**EXERCISE GOAL:**
For each line in the records that contains "cases", make a copy.

**Stored data:**
= Beginning of Section =

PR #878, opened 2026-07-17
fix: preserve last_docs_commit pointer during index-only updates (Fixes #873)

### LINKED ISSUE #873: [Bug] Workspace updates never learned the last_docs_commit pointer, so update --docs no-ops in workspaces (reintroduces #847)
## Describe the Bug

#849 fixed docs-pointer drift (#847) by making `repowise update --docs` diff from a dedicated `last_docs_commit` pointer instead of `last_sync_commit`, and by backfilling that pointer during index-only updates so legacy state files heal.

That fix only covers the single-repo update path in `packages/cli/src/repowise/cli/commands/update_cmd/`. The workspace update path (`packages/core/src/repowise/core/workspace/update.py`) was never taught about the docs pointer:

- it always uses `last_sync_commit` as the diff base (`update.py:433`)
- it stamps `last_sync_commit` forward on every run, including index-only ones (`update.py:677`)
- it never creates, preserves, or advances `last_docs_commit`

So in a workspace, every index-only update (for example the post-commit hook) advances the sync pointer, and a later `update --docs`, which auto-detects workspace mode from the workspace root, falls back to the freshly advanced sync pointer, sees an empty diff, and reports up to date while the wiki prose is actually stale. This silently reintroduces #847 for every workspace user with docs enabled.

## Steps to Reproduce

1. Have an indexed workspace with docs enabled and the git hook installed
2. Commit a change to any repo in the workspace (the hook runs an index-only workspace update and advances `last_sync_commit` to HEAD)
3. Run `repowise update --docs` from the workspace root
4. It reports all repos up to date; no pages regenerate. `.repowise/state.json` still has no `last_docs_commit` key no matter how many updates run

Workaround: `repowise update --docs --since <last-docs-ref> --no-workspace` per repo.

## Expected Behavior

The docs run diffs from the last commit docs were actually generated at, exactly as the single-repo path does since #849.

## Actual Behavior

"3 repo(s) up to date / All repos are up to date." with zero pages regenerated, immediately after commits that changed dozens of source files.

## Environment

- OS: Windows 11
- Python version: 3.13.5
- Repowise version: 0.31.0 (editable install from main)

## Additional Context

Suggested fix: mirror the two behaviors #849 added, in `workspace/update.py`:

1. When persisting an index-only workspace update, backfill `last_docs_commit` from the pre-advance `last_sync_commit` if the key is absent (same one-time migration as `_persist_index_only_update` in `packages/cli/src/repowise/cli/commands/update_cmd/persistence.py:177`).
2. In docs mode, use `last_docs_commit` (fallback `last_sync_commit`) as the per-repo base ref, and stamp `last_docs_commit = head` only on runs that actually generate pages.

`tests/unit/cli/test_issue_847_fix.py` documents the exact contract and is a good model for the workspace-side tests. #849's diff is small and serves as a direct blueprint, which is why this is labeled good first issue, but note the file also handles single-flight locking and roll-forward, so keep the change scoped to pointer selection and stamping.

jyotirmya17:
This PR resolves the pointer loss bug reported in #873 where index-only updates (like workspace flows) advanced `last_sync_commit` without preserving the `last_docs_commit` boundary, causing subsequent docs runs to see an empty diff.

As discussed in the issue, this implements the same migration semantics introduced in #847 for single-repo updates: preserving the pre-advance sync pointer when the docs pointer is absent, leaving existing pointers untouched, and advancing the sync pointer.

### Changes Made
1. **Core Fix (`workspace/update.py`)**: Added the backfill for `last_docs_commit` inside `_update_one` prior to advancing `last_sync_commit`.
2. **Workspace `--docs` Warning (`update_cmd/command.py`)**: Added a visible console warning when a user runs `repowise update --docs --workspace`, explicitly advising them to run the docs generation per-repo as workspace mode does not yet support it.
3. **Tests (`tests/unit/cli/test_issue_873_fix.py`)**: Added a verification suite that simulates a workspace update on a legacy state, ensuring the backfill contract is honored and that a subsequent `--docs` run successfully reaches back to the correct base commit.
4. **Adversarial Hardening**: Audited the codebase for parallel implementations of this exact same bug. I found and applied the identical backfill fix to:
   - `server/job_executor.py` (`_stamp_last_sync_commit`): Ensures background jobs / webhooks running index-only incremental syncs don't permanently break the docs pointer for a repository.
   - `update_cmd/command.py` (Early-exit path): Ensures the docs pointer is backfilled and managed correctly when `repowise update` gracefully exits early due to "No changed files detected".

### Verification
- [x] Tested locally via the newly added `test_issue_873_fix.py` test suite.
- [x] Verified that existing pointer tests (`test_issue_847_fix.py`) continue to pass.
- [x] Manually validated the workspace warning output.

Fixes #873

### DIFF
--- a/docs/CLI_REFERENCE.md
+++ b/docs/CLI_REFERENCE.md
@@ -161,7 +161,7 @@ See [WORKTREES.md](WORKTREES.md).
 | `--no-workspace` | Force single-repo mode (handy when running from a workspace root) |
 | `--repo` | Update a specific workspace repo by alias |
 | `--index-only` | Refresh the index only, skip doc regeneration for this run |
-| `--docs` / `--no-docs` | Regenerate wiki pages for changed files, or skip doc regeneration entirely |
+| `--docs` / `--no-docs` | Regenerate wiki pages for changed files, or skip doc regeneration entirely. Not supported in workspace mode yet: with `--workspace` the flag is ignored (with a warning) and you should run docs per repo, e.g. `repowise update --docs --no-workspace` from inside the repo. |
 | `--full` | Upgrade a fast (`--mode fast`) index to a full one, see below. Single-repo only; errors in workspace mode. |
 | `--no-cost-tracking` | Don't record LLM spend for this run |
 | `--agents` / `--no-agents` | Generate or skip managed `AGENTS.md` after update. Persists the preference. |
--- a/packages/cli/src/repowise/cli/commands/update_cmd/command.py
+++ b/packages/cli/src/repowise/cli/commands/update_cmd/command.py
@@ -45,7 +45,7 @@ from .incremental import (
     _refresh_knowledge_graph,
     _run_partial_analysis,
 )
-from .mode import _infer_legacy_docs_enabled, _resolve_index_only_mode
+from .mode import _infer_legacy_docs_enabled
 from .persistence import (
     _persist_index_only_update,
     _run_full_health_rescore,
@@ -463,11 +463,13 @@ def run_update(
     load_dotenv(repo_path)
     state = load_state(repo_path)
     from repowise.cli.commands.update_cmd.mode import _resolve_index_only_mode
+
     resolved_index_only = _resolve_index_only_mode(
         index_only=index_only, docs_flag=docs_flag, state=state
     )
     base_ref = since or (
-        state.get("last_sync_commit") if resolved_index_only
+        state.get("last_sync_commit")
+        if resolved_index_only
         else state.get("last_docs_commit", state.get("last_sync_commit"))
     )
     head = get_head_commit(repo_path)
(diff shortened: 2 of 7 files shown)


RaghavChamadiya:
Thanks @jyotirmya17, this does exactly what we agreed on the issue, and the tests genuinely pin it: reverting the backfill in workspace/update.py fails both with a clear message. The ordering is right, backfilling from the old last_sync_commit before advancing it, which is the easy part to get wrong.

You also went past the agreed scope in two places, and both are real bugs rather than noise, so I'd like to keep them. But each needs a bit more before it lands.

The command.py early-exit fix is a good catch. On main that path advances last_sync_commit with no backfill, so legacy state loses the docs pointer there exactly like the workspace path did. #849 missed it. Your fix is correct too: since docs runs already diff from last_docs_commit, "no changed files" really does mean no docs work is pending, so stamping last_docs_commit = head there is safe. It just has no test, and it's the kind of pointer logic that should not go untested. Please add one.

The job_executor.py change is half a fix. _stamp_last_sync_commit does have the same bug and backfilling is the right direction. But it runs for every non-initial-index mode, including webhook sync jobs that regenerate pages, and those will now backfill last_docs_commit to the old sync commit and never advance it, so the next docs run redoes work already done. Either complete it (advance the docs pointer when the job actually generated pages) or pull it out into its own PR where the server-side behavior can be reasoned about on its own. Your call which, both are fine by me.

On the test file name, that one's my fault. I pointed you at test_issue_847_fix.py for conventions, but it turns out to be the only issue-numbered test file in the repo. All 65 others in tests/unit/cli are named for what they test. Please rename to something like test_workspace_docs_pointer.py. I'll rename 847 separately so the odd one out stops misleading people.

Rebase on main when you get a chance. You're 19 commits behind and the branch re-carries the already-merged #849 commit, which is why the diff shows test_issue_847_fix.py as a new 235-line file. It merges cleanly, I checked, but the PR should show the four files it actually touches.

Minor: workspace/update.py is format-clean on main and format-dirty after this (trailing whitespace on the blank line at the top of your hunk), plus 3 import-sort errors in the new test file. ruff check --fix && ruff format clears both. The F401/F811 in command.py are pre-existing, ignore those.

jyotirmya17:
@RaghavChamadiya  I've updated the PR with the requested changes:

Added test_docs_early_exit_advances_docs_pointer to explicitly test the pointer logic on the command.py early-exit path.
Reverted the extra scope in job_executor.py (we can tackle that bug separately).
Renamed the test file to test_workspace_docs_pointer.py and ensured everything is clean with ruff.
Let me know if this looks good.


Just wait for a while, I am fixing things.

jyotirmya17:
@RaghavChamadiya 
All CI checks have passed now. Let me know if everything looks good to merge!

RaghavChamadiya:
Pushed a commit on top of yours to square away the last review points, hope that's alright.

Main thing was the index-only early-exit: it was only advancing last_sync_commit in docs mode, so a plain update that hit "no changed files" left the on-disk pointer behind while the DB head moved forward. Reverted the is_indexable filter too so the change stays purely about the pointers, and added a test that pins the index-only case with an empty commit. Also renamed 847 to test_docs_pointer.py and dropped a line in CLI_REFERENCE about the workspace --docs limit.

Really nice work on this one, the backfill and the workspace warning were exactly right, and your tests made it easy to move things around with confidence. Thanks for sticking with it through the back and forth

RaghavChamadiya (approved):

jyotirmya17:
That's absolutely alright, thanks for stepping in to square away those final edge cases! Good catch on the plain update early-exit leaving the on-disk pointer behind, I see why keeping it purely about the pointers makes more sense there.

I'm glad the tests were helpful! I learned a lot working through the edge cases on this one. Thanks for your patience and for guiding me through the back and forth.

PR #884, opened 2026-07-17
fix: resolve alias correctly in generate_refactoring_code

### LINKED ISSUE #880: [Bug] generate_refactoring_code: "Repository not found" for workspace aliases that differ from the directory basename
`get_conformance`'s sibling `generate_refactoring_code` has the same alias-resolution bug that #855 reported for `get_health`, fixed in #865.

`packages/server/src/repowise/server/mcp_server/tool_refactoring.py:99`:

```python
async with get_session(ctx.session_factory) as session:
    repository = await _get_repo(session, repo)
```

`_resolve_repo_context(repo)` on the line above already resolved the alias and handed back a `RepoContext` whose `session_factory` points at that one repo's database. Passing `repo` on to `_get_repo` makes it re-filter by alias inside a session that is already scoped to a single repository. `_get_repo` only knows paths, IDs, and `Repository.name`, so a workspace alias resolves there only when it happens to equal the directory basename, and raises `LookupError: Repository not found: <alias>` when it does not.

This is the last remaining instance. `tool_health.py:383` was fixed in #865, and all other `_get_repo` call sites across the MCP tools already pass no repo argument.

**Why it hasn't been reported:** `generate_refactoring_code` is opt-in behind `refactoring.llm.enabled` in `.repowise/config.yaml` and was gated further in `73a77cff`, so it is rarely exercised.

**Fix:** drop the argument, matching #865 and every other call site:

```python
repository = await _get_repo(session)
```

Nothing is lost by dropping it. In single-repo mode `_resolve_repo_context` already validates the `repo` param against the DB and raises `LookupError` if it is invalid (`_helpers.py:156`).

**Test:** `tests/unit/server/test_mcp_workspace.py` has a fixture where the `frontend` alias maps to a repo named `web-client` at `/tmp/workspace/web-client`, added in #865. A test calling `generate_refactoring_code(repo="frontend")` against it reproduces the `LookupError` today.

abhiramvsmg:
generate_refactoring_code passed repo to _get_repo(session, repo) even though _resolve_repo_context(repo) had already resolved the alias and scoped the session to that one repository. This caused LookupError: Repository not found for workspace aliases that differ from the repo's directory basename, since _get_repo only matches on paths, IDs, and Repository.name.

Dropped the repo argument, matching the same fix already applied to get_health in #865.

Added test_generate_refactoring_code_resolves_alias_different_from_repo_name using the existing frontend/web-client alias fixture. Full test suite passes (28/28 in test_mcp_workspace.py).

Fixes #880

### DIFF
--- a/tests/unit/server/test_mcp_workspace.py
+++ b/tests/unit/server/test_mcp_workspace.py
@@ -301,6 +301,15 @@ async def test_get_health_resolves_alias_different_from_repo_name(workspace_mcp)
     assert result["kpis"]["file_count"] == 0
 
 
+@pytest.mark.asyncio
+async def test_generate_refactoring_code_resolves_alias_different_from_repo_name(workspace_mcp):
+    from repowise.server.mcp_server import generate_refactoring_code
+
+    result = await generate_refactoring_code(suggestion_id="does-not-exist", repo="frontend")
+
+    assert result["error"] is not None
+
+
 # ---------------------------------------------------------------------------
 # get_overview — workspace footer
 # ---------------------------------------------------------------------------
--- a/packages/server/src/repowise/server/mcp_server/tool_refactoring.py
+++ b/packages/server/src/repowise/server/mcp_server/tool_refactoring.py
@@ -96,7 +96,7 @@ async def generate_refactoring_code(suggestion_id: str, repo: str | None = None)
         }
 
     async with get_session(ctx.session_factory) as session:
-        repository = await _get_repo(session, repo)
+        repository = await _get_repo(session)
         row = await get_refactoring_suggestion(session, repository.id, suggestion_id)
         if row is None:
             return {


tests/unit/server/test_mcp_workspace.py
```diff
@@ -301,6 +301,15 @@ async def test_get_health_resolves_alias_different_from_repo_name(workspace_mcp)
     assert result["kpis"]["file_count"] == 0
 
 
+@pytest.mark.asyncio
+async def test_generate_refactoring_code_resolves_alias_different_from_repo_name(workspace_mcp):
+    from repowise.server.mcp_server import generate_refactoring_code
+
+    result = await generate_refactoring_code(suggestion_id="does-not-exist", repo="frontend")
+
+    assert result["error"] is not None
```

= End of Section =

**WRITTEN RESPONSE:**
That's absolutely alright, thanks for stepping in to square away those final edge cases! Good catch on the plain update early-exit leaving the on-disk pointer behind, I see why keeping it purely about the pointers makes more sense there.
I'm glad the tests were helpful! I learned a lot working through the edge cases on this one. Thanks for your patience and for guiding me through the back and forth.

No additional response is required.